=== Data provided ===
++++

Issue #5626, opened 2017-09-27
Empty result set with non-matching filters in Livestatus stats query


yoshi314:
I've detailed the problem in Thruk bug tracker : https://github.com/sni/Thruk/issues/762

Basically, i cannot connect via livestatus from the same host, but i can from remote host.

dnsmichi:
Please fill in the issue template as proposed by GitHub next time.

Reading the linked issue makes me believe that Thruk cannot handle empty result values when a filter does not match.

Technically such a filter

```
GET services
ResponseHeader: fixed16
OutputFormat: json
Filter: check_type = 1
Filter: has_been_checked = 1
Stats: sum percent_state_change
Stats: min percent_state_change
Stats: max percent_state_change
```

could match or not. If it matches, the stats aggregators will calculate possible values. As seen in the other issue.

```
[[0.0000000000e+00,0.0000000000e+00,0.0000000000e+00]]
```

If nothing matches, there is no requirement to calculate anything. The caller must know that nothing matches and maybe re-adjust the filter.

```
[]
```

If we would return a fake zero result set here, this would indicate that something matches, but the stats calculation actually did not.

Imho the current implementation works as it should. The caller should check the returned values and decide upon them what to do.

yoshi314:
I think you really should talk it out between yourselves. The thruk dev has responded that this seems to indeed to be a bug. (I just hate to be the middleman here)

https://github.com/sni/Thruk/issues/762#issuecomment-332836290

dnsmichi:
I don't like ping-pong either, since every information is hidden in the linked issue, and not here. I'm open for discussions and a patch if this is indeed a bug. @gunnarbeutner 's opinion is also required on the matter :)

theseal:
Any update in this issue? Having the same problem with thruk/lmd.

dnsmichi:
I've looked into the code to implement a simple fix. Unfortunately it is not an easy one, so this requires one to find the time to create a patch. Feel free to investigate here, the code parts are found here

https://github.com/Icinga/icinga2/blob/master/lib/livestatus/livestatusquery.cpp#L514

Possible workaround - modify Thruk's code to accept empty results too, instead of accessing a key in a null object.

PR #5716, opened 2017-11-03
add bogus zero reply in livestatus when aggregate and non matching filter

spaolo:
This should fix issue #5626, mildly tested on debian stretch against following queries

shurely matching

------------------------
GET services
ResponseHeader: fixed16
OutputFormat: json
Stats: sum percent_state_change
Stats: min percent_state_change
Stats: max percent_state_change

-------------------------

shurely not matching

-------------------------
GET services
ResponseHeader: fixed16
OutputFormat: json
Filter: host_alias = nonexistinghostalias
Stats: sum percent_state_change
Stats: min percent_state_change
Stats: max percent_state_change

--------------------------

Original issue query not matching in my test case

---------------------------

GET services
ResponseHeader: fixed16
OutputFormat: json
Filter: check_type = 1
Filter: has_been_checked = 1
Stats: sum percent_state_change
Stats: min percent_state_change
Stats: max percent_state_change

### DIFF
--- a/lib/livestatus/livestatusquery.cpp
+++ b/lib/livestatus/livestatusquery.cpp
@@ -571,6 +571,17 @@ void LivestatusQuery::ExecuteGetHelper(const Stream::Ptr& stream)
 
 			AppendResultRow(result, row, first_row);
 		}
+
+		/* add a bogus zero value if aggregated is empty*/
+		if (allStats.empty()) {
+			Array::Ptr row = new Array();
+
+			for (size_t i = 1; i <= m_Aggregators.size(); i++) {
+				row->Add(0);
+			}
+
+			AppendResultRow(result, row, first_row);
+		}
 	}
 
 	EndResultSet(result);


lib/livestatus/livestatusquery.cpp
```diff
@@ -571,6 +571,15 @@ void LivestatusQuery::ExecuteGetHelper(const Stream::Ptr& stream)
 
 			AppendResultRow(result, row, first_row);
 		}
+
+		/* add a bogus zero value in case of emtpy aggregated data I#5626 */
```
gunnarbeutner: Comments shouldn't reference GitHub issues.

lib/livestatus/livestatusquery.cpp
```diff
@@ -571,6 +571,15 @@ void LivestatusQuery::ExecuteGetHelper(const Stream::Ptr& stream)
...
+		if (allStats.size() == 0) {
```
gunnarbeutner: std::map::empty would be a more idiomatic choice instead of std::map::size.

lib/livestatus/livestatusquery.cpp
```diff
@@ -571,6 +571,15 @@ void LivestatusQuery::ExecuteGetHelper(const Stream::Ptr& stream)
...
+			Array::Ptr row = new Array();
+			for (size_t i = 1; i <= m_Aggregators.size(); i++) {
```
gunnarbeutner: Please add a new-line before and after the for loop.

gunnarbeutner:
Alright, cool. Can you please squash your two commits?

spaolo:
Looks pretty to me too now

gunnarbeutner:
Thanks! We'll consider this PR for 2.9 (and maybe 2.8.x) once 2.8 has been released. 👍

spaolo:
Thank you for leading me in this github journey 
:sweat:

gunnarbeutner:
Merged, thank you. 👍

Issue #5714, opened 2017-11-02
disk check in icinga2/itl/command-plugins.conf lacks order tags


hrld:
## Expected Behavior
using disk check with -W/-K arguments notices running out of inodes.

## Current Behavior
disk check might or might not notify you for running out of inodes.

## Possible Solution
-W and -K need "order = -3" just like -c/-w arguments. I'm not sure if any other arguments also need to be BEFORE -A/-p.
Currently -p has "order = 1", also setting that for -A should also help.
Probably both changes make sense and lead to less unexpected behavior.

## Steps to Reproduce (for bugs)
Icinga2 called the disk check like this:
/usr/lib/nagios/plugins/check_disk -c 10% -w 20% -A -K 10 -W 20
-K and -W get ignored because they are behind -A.

## Your Environment
Bug still visible in latest git at this time.

Crunsher:
Which version of the plugins are you running?
Also feel free to submit a patch :relaxed:

hrld:
pull request created: https://github.com/Icinga/icinga2/pull/5717

monitoring-plugins-basic package is 2.1.1 on the host where I tested. But as the argument order based behavior of check_disk actually makes sense I do not expect changes on that side. (https://github.com/monitoring-plugins/monitoring-plugins/commits/master/plugins/check_disk.c shows no relevant changes)

dnsmichi:
One question - is the order between -p and -A important?

dgoetz:
@dnsmichi: No, only all threshold parameters need to be before all parameters for partitions. -A always overrides -p independent of ordering, -X/-N is also always taken. But a really special one would be -C for clearing thresholds so you could do something like `check_disk -w 100 -c 50 -C -w 1000 -c 500 -p /foo -C -w 5% -c 3% -p /bar`.

dnsmichi:
So getopts for this plugin is broken, a feature monster. Understood, thanks for the explanation.

mcktr:
Is this issue fixed with #5717 ?

lazyfrosch:
I guess so... fixed by #5717

PR #5717, opened 2017-11-03
add order tags to disk check

hrld:
Ensure argument order for inode parameters and "all"-flag is the same as for other disk-free options and partition-parameter. As a result the inode-checks should actually work with the "disk_all" (-A) flag.


hrld:
https://github.com/Icinga/icinga2/issues/5714

Crunsher:
We'll get to this after we released 2.8.0

dnsmichi:
Thanks 👍

PR #5718, opened 2017-11-03
API: Fix http status codes

### LINKED ISSUE #5550: Verify error codes and returned log messages in API actions
Required arguments throw 404, sometimes 403.

N-o-X:
I think both 403 and 404 aren't suitable in most of the cases we used them.
Changed them to 400. Please feel free to correct me.

fixes #5550


dnsmichi:
On-hold for after 2.8.

Crunsher:
LGTM merging :3

dnsmichi:
Both issues don't have a target version, which one should it be? :)

Crunsher:
Do PRs with issues need a target version? It'll show up twice in the changelog

dnsmichi:
Yep. Otherwise the logic with "backported" labels won't work.

PR #5725, opened 2017-11-07
Use real UUIDs for Utility::NewUniqueID

gunnarbeutner:


CMakeLists.txt
```diff
@@ -16,7 +16,7 @@
 # Inc., 51 Franklin St, Fifth Floor, Boston, MA 02110-1301, USA.
 
 cmake_minimum_required(VERSION 2.6)
-set(BOOST_MIN_VERSION "1.41.0")
+set(BOOST_MIN_VERSION "1.42.0")
```
dnsmichi: Hmmm INSTALL.md requires 1.48 already. Maybe we should bump this here too :)

PR #5435, opened 2017-07-26
Add -d option to check_service

Crunsher:
Adds a new option (-d/--description) to make check_service able to search a service description for a string. In this version -d changes the behavior of -s. ITL and Docs have been updated.

PR #5728, opened 2017-11-07
Fix check_service not working with names

Crunsher:
This change fixes check_service not working correctly when using
descriptions instead of names.
This should probably be in 2.8.0


Crunsher:
This was introduced by 94f58f2

A bug like this should be in the next possible release, ie 2.8.0 & 2.7.2

dnsmichi:
#5435 wasn't backported, so we only need to take care for 2.8.0 - thanks :)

++++

=== Task ===
Tally each line in the data that holds the word "would"; write only the total.

=== Output for this exercise ===
3